I’d devoted a thousand words or so to the doomed presidential campaign of Bobby Kennedy and what I remembered from those few months — March to June 1968 — when, as an eighth-grader in parochial school, I realized what a rare thing hope actually was.

My writing wasn’t extreme or partisan.

It was simply the truth as I knew it.

And Dad appreciated that.

“Fine writing,” he scrawled. “The hope you captured still lingers.”

I got my hair cut last week. It was the first time I’d been back to see the nice woman who’s been brave enough to carry that burden for many years.

I walked into her shop a few days after my 65th birthday.
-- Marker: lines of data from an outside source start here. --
PR #3509, opened 2018-11-02
Try/catch to skip invalid JSON in dirtyDB

ahzf:
I noticed, that a dirtyDB can end up having invalid lines of JSON. Sadly this will also break this little clean'up tool. The patch just ignored invalid JSON.


muxator:
Merged, thanks

Issue #3516, opened 2018-11-23
Generate "unique" pad names


drebs:
Hello, and thanks for the great piece of software!

Currently, etherpad-lite relies on the user's browser to generate a random pad name. The random function currently used is `Math.random()` which [does not provide cryptographically secure random numbers](https://developer.mozilla.org/en-US/docs/Web/JavaScript/Reference/Global_Objects/Math/random) and the generated pad name is not long enough (10 chars would lead to ~60-bit security if a PRNG was used). Because of those, the current solution is not safe against collisions.

If the expected behavior is to generate unique pad names, and that is delegated to the user's browser (i.e. there's no server-side check to ensure the generated name does not collide), i suggest the following:

* use a PRNG instead of `Math.random()` and ensure uniform distribution when selecting chars.
* choose the name length to achieve a specific number of bits of security.

The following is a suggestion:

```diff
diff --git a/src/templates/index.html b/src/templates/index.html
index 872367c9..f5dd4468 100644
--- a/src/templates/index.html
+++ b/src/templates/index.html
@@ -187,12 +187,22 @@
 
             function randomPadName()
             {
-                var chars = "0123456789ABCDEFGHIJKLMNOPQRSTUVWXYZabcdefghijklmnopqrstuvwxyz";
-                var string_length = 10;
+                // the number of distinct chars (64) is chosen to ensure that
+                // the selection will be uniform when using the PRNG below
+                var chars = "0123456789ABCDEFGHIJKLMNOPQRSTUVWXYZabcdefghijklmnopqrstuvwxyz-+";
+                // the length of the pad name is chosen to get 120-bit security:
+                // log2(64^20) = 120
+                var string_length = 20;
+                // make room for 8-bit integer values that span from 0 to 255.
+                var randomarray = new Uint8Array(string_length);
+                // use browser's PRNG to generate a "unique" sequence
+                window.crypto.getRandomValues(randomarray);
                 var randomstring = '';
                 for (var i = 0; i < string_length; i++)
                 {
-                    var rnum = Math.floor(Math.random() * chars.length);
+                    // instead of writing "Math.floor(randomarray[i]/256*64)"
+                    // we can save some cycles.
+                    var rnum = Math.floor(randomarray[i]/4);
                     randomstring += chars.substring(rnum, rnum + 1);
                 }
                 return randomstring;
```

Might be related (not enough info on the motivation of the request): #3418

[...]

PR #3517, opened 2018-11-23
index.html: generate unique pad names

drebs:
Etherpad-lite relies on the user's browser to generate a random pad
name, but the current solution is not safe against collisions. In order
to generate unique pad names, the following modifications are made:

* use a PRNG instead of Math.random() and ensure uniform distribution
  when selecting chars.

* choose the pad name length to achieve a specific number of bits of
  security.

Closes: #3516

### DIFF
--- a/src/templates/index.html
+++ b/src/templates/index.html
@@ -187,12 +187,23 @@
 
             function randomPadName()
             {
-                var chars = "0123456789ABCDEFGHIJKLMNOPQRSTUVWXYZabcdefghijklmnopqrstuvwxyz";
-                var string_length = 10;
+                // the number of distinct chars (64) is chosen to ensure that
+                // the selection will be uniform when using the PRNG below
+                var chars = "0123456789ABCDEFGHIJKLMNOPQRSTUVWXYZabcdefghijklmnopqrstuvwxyz-_";
+                // the length of the pad name is chosen to get 120-bit security:
+                // log2(64^20) = 120
+                var string_length = 20;
+                // make room for 8-bit integer values that span from 0 to 255.
+                var randomarray = new Uint8Array(string_length);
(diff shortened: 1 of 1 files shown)


src/templates/index.html
```diff
@@ -187,12 +187,22 @@
 
             function randomPadName()
             {
-                var chars = "0123456789ABCDEFGHIJKLMNOPQRSTUVWXYZabcdefghijklmnopqrstuvwxyz";
-                var string_length = 10;
+                // the number of distinct chars (64) is chosen to ensure that
+                // the selection will be uniform when using the PRNG below
+                var chars = "0123456789ABCDEFGHIJKLMNOPQRSTUVWXYZabcdefghijklmnopqrstuvwxyz-+";
```
muxator: The `+` is a URL reserved character.
According to [RFC 3986](https://tools.ietf.org/html/rfc3986#section-2.3) the set of unreserved characters is:

```
unreserved  = ALPHA / DIGIT / "-" / "." / "_" / "~"
```

We should replace `+` with one of (`.`, `_`, `~`).
Should we go with `_`?

muxator:
The original commit message of this PR mentioned that this change closes #3519 (which does not exist).

Supposing it is a typo (should really have been #3516) I have updated the commit message and the comment in this issue.

Merging after this small edit, thanks.

muxator:
@Wikinaut: I understand the preoccupation with generating human-friendly sequences (or more precisely, non adversarial). If we find a more elegant solution that is really easy on the eye, I will be ok with merging that one.

In this specific case, a randomly generated sequence is probably meant to be copied & pasted anyhow, and this gives me confidence to merge this PR, which is an improvement in itself.

Leaving open the ticket in case we want to comment.

PR #740, opened 2025-01-16
[ci rerun-skip] certificate-transparency: add timing ratio metrics and deciles

betling:
add number of handshakes and timing ratio metrics, aggregate statistics daily, and also add deciles.

### DIFF
--- a/jetstream/certificate-transparency.toml
+++ b/jetstream/certificate-transparency.toml
@@ -1,7 +1,8 @@
 [metrics]
 
-weekly = ["cert_errors", "tls_timing"]
-overall = ["cert_errors", "tls_timing"]
+daily = ["cert_errors", "tls_timing", "num_handshakes", "timing_ratio"]
+weekly = ["cert_errors", "tls_timing", "num_handshakes", "timing_ratio"]
+overall = ["cert_errors", "tls_timing", "num_handshakes", "timing_ratio"]
 
 [metrics.cert_errors]
 friendly_name = "TLS certification errors"
@@ -14,6 +15,7 @@ select_expression = """(
 data_source = "events_certerror"
 
 [metrics.cert_errors.statistics.bootstrap_mean]
+[metrics.cert_errors.statistics.deciles]
 
 [metrics.tls_timing]
 friendly_name = "TLS timing"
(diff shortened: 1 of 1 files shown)


jetstream/certificate-transparency.toml
```diff
@@ -22,6 +24,25 @@ select_expression = "COALESCE(SUM(CAST(key AS INT64)/1000000), 0)"
...
+description = "Number of handshakes computed by counting number of values in metrics.timing_distribution.network_tls_handshake.values"
+select_expression = "COALESCE(COUNT(key), 0)"
+data_source = "tls_metrics"
+
+[metrics.num_handshakes.statistics.bootstrap_mean]
+[metrics.num_handshakes.statistics.deciles]
+
+[metrics.timing_ratio]
+friendly_name = "TLS timing ratio"
+description = "TLS timing divided by number of handshakes"
```
mikewilli, line 40:
```suggestion
description = "TLS timing (in seconds) divided by number of handshakes"
```

jetstream/certificate-transparency.toml
```diff
@@ -1,7 +1,8 @@
 [metrics]
 
-weekly = ["cert_errors", "tls_timing"]
-overall = ["cert_errors", "tls_timing"]
+daily = ["cert_errors", "tls_timing", "num_handshakes", "timing_ratio"]
```
mikewilli, line 3: Do you need `cert_errors` in the daily analysis as well? This will add another additional data source to every daily metric query, which will be slower and cost more. Not necessarily a problem, but just FYI.

mikewilli (approved):
So this looks correct to me so I'm approving, but a few caveats/warnings that I think are worth mentioning:

- the deciles may not be exactly what you're expecting: unlike GLAM, Jetstream's quantiles are over users, not over the event itself
  - most of the time when people want quantiles, they are expecting quantiles in the metric itself like GLAM
  - additionally, we don't display deciles stats in Experimenter
- this will likely take a while to compute (each daily metric query now has 2 additional data sources and 4 additional metrics to compute, plus each analysis period has new metrics and statistics)
  - we may have to iterate on it to reduce resource consumption if there are issues with analysis completing


Also, I left a comment about this, but consider whether all of these custom metrics need to be computed daily or if some of them can be left for weekly/overall only.

jetstream/certificate-transparency.toml
betling: i've removed the daily and weekly aggregations in latest commit so it is just overall.

mikewilli (approved):
LGTM! If you're just doing `overall`, go ahead and add `[ci rerun-skip]` to the PR title and I'll just run it manually for you when it's merged.

PR #750, opened 2025-02-06
add metric to pdf outcomes and rerun two experiments

irrationalagent:
@danielkberry - the dates in the experiment config are the same as what's in experimenter - will that still trigger a re-run?


danielkberry (approved):

danielkberry:
Yeah, Jetstream isn't smart enough to decide what's a "meaningful" change or not, any change to a config triggers a rerun

PR #774, opened 2025-02-20
feat: add special_onboarding_events_v2 ds using events_stream

mikewilli:
promote-add-ons-in-onboarding-release had an issue with resources during analysis, and I noticed this datasource includes two UNNESTs and a JOIN within the expression. I created a new DS using events_stream instead of events, which removes the need for the UNNESTs, and drastically reduces data scanned.

Not sure if this will completely resolve the issue, but it should at least make for a much simpler query for the affected metrics, and we can iterate from there.

### DIFF
--- a/definitions/fenix.toml
+++ b/definitions/fenix.toml
@@ -443,28 +443,28 @@ owner = "loines@mozilla.com"
 
 [metrics.turn_on_notifications_ctr_onboarding]
 select_expression = "COALESCE(SUM(turn_on_notifications_flag))"
-data_source = "special_onboarding_events"
+data_source = "special_onboarding_events_v2"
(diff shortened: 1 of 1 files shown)


danielkberry (approved):
Definitely like the idea of pushing folks to adopt the `events_stream` tables. Any opinion on naming the data source in a way that reflects that it's just pointing at the stream table instead of the original one? `_v2` might imply that the previous version is deprecated or out of date.

mikewilli:
I was thinking about the naming for exactly the reasons you mention, and was originally going to name the new one by just appending `_stream` to the name since it already ends with `events`. However, I decided that this should probably supercede usage of the current data source since it's the same data and I don't think there are any downsides (unless I'm wrong about one of those?).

“I have no idea when I’ll see you again,” I said that winter morning, knowing the coronavirus could upend everything, “so you better cut most of it off.”

And there I was again, five months later, asking she do it again.

“Your hair just grows so fast,” my wife said when she saw the new me in her den. “It won’t be long until it’s time to get it cut again.”

But I’m thinking that could be it. Given a choice between “everything in moderation” and “a child of excess,” it’s clear.

I just wish I could grow those fantastic sideburns like Dad’s.